Mais tandis que la ravissante jeune femme était encore agenouillée gracieusement, Jordan, comme envoûté, tenta de saisir sa chance. Sans plus attendre, il se pencha et, avançant sa bouche, rapprocha délicatement son visage, dans l’unique but d’effleurer la douceur de ses lèvres. Elles étaient irrésistiblement appétissantes, couvertes d’un gloss brillant et semblaient n’attendre que les lèvres du garçon pour lui faire vivre un instant magique.
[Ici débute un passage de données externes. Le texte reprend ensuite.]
PR #123, opened 2021-03-01
Bulkrax improvements

cjcolvar:
- Create admin sets (as necessary) and associate works with admin sets (based upon admin set title)
- Transform DOIs into acceptable format in csv preparation script


app/models/hyku_addons/csv_entry.rb
```diff
@@ -31,6 +31,12 @@ def build_metadata
       parsed_metadata
     end
 
+    # Override to use the value in prefer the named admin set provided in the admin_set column then fallback to previous behavior
+    def add_admin_set_id
+      parsed_metadata['admin_set_id'] = AdminSet.where(title: raw_metadata['admin_set']).first&.id if parsed_metadata['admin_set_id'].blank?
+      parsed_metadata['admin_set_id'] = importerexporter.admin_set_id if parsed_metadata['admin_set_id'].blank?
```
okeen, line 37: This looks like could be done in a single assignation sentence, WDYT?
```suggestion
      parsed_metadata['admin_set_id'] ||= AdminSet.where(title: raw_metadata['admin_set']).first&.id || importerexporter.admin_set_id 
```

okeen (dismissed):
Looks great! Nothing blocking, just a small code suggestion

app/models/hyku_addons/csv_entry.rb
cjcolvar: I was thinking the same, but I think it is possible for parsed_metadata['asmin_set_id'] to be empty string at this point so `||=` wouldn't catch it.  But maybe the start of this method could just delete it then we could do the `||=`. 
```
parsed_metadata.delete('admin_set_id') if parsed_metadata['admin_set_id'].blank?
parsed_metadata['admin_set_id'] ||= AdminSet.where(title: raw_metadata['admin_set']).first&.id || importerexporter.admin_set_id 
```

cjcolvar:
I'm going to go ahead and merge this and test it out.

PR #124, opened 2021-03-03
AH-176: Fix Contributor Role for pacific work types

prdanelli:
Rename field in pacific worktypes and add new authority service


okeen (approved):
Looking good :)

okeen (approved):

cjcolvar:
@prdanelli This looks good.  I think if https://github.com/ubiquitypress/hyku_addons/blob/main/config/authorities/contributor_group.yml gets renamed too then CI will go green and it will be good for merging.

prdanelli:
> @prdanelli This looks good. I think if https://github.com/ubiquitypress/hyku_addons/blob/main/config/authorities/contributor_group.yml gets renamed too then CI will go green and it will be good for merging.

Hi @cjcolvar, I dont thnk the original `contributor_group.yml` doesn't need to be changed as this relates to a field that was renamed... it's all a little confusing, but I think it can stay and be used as a default for the normal HykuAddons fields.

cjcolvar:
@prdanelli Where is `contributor_group` used now?  Or is that something entirely different?

cjcolvar (approved):

PR #131, opened 2021-03-05
AH-222: Match Collection to AdminSet

prdanelli:


cjcolvar (commented):
I'm concerned about tying this Pacific requirement too closely to the `simplified_admin_set_selection` feature because I don't think it will always be the case that there is a collection matching the title of the admin set and a tenant might want the simplified selection without the automatic inclusion in collections.  So I think I'd rather see it as a new flipflop feature.  (Maybe `link_admin_sets_and_collections`?)  Does that make sense to you or am I over complicating things?  Maybe my suggestion is flawed since it would be a subfeature given that I think it would only work if `simplified_admin_set_selection` was already enabled.

prdanelli:
> I'm concerned about tying this Pacific requirement too closely to the `simplified_admin_set_selection` feature because I don't think it will always be the case that there is a collection matching the title of the admin set and a tenant might want the simplified selection without the automatic inclusion in collections. So I think I'd rather see it as a new flipflop feature. (Maybe `link_admin_sets_and_collections`?) Does that make sense to you or am I over complicating things? Maybe my suggestion is flawed since it would be a subfeature given that I think it would only work if `simplified_admin_set_selection` was already enabled.

I think because the secondary flipflop would rely on the first it might be tricky to pull this off. 

For example, if the user had "simplified_admin_set_selection" to `true` and "link_admin_sets_and_collections" to `false` we would need to add back the relationships tab and prevent the collections selection inputs. 

If they were both false it would be default Hyku
If 'link_admin_sets_and_collections' is true and 'simplified_admin_set_selection' we need a new interface or js function to link them. 

I understand why you think this could cause issues though. However with simple on/off toggles it is hard to set secondary options or preferences.

cjcolvar (approved):
This looks good...let's test it out and we can always come back and make changes later if necessary.
Hopefully this JS change fixes our JS woes! :crossed_fingers:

Toutefois et très brusquement, ce rêve, tel un mirage éphémère, s’évanouit à la seconde même où la bouche de Jordan entra en contact avec celle de son fantasme. Il n’eut pas vraiment le temps d’en apprécier le goût fruité, puisque la dure réalité le frappa avec une brutalité implacable. En effet, il se rendit compte qu’il n’embrassait pas la jolie mannequin à la peau dorée, mais bel et bien la vieille enseignante qu’était sœur Mary ! La surprise et l’horreur les plus totales se peignirent sur le visage de Jordan alors qu’il sursautait et reculait précipitamment, ses yeux grands ouverts de panique et emplis de dégoût. S’ensuivit une lourde chute pour le jeune afro-américain, en criant si fort qu’il attira immédiatement l’attention de tous ses camarades.
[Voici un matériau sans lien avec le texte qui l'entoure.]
PR #134, opened 2021-03-05
Creator switcheroo

cjcolvar:
Switch SolrDocument attributes so `creator` returns the human-readable form instead of the JSON.  Instead expose the JSON as `creator_json`.  This should help us avoid having to override Hyrax views which expect a displayable string for `creator`.


prdanelli:
We're keeping this around for now as it might be a good idea to pick up again later

prdanelli:
I would love this to be finished but it would need a substantial migration of client data now.

PR #140, opened 2021-03-09
Update installation instructions

prdanelli:


cjcolvar (approved):
Thanks for writing these up!

PR #141, opened 2021-03-09
Try to fix flakey feature test failures by being patient

cjcolvar:
This is what was adopting in upstream hyku to deal with this issue.
See https://github.com/samvera/hyku/pull/1668


cjcolvar:
That didn't seem to help. :cry:

PR #147, opened 2021-03-10
Removes Pacific from labels

BertZZ:


BertZZ:
The new work forms don't use the locale files so will still say `Create New Pacific xxxxxx` until this is fixed

cjcolvar (approved):
Looks good!

PR #148, opened 2021-03-10
Bulkrax Improvements

cjcolvar:
Fix issues with admin sets, collections, parsing of multiple valued fields, date fields, and resource types.


app/models/hyku_addons/csv_entry.rb
```diff
@@ -59,11 +78,31 @@ def add_json_fields
       end
     end
 
+    def add_resource_type
+      resource_type_service = HykuAddons::ResourceTypesService.new(model: parsed_metadata['model'].safe_constantize)
```
okeen, line 82: Will this need a safe operator? 

`parsed_metadata['model']&.safe_constantize`

app/parsers/hyku_addons/csv_parser.rb
```diff
@@ -1,6 +1,12 @@
 # frozen_string_literal: true
 module HykuAddons
   class CsvParser < Bulkrax::CsvParser
+    # FIXME: Override to make debugging easier
+    def perform_method
+      return :perform_now if Rails.env == 'development' || Rails.env == 'test'
```
okeen, line 6: maybe I would replace that if for:

```suggestion
      return :perform_now unless Rails.env.production?
```

WDYT?

okeen (approved):

app/parsers/hyku_addons/csv_parser.rb
cjcolvar: Yes, I forgot about that.  I'll get that in the next PR.

app/models/hyku_addons/csv_entry.rb
cjcolvar: I think it should always be there but wouldn't hurt to add and might help with debugging.  I'll get it in the next PR.

PR #158, opened 2021-03-12
AH-226: Add file set download route, which returns JSON for frontend

prdanelli:
I can't test this locally as it requires GC configuration that just wont work outside of the production environment. I'd like to merge it in and get it onto production to make sure its all working correctly.

### DIFF
--- a/app/controllers/concerns/hyku_addons/file_sets_controller_behavior.rb
+++ b/app/controllers/concerns/hyku_addons/file_sets_controller_behavior.rb
@@ -1,0 +1,12 @@
+module HykuAddons
+  module FileSetsControllerBehavior
+    extend ActiveSupport::Concern
+
+    def download
+      render json: {
+        signed_url: HykuAddons::FileSignedUrlService.new(file: @file_set.original_file).perform,
+        file_name: @file_set.title.first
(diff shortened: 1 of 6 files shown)


cjcolvar (commented):
I think that I'd like to see this in the API because it is necessary to power the front-end and to keep it isolated from the rest of Hyku/Hyrax because there are different mechanisms there to download files and generate single use links.  I think the code should still live here in `hyku_addons`, but could be injected into `Hyku::API::V1::FilesController` (https://github.com/ubiquitypress/hyku-api/blob/main/app/controllers/hyku/api/v1/files_controller.rb).  It will probably want to use `Hyrax::FileSetSearchBuilder` instead of `Hyrax::WorkSearchBuilder` to find the file set then route could be:
`/api/v1/tenant/:tenant_id/file/:id/download`

prdanelli:
@cjcolvar I've refactored as you requested. Can you review and let me know if the approach is acceptable? The examples from with the Hyrax codebase weren't super straight forward, so I was mostly digging around in the dark trying to make it work as they had. So some of the steps might not be required.

cjcolvar (approved):

PR #1095, opened 2026-01-11
chore: migrate from pnpm to bun package manager

Toumash:
## Summary

This PR completes the migration from pnpm to bun as the package manager for the monorepo.

- Replaces pnpm with bun (v1.2.15) as the package manager
- Updates all GitHub workflows to use `oven-sh/setup-bun@v2`
- Updates package.json scripts to use bun syntax (`bun run --cwd` instead of `pnpm -C`)
- Adds `bunfig.toml` for workspace configuration
- Removes `pnpm-lock.yaml` and `pnpm-workspace.yaml`
- Adds `bun.lock` (text format for better git diffs)
- Updates README with bun instructions

## Benefits

- **Faster installation**: ~6s vs ~30s for dependency installation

L’incident provoqua un tumulte de rires incontrôlables, leurs voix joyeuses se mêlant en une cacophonie contagieuse d’hilarité. Les éclats de rire résonnèrent dans toute la pièce, électrisant l’ambiance. Pendant ce temps, sœur Mary était restée figée, abasourdie et décontenancée face au comportement inattendu de Jordan, qui allait écoper d’une nouvelle semaine, coiffé de son bonnet d’âne. Son visage exprimait une confusion mêlée à une pointe de peur, tandis qu’il cherchait à comprendre ce qui venait de se produire. La classe entière était emportée dans cette vague de rires, apportant enfin un petit moment de légèreté dans l’environnement strict et studieux de l’école, grâce à ce couvre-chef que Jordan arborait un peu trop souvent.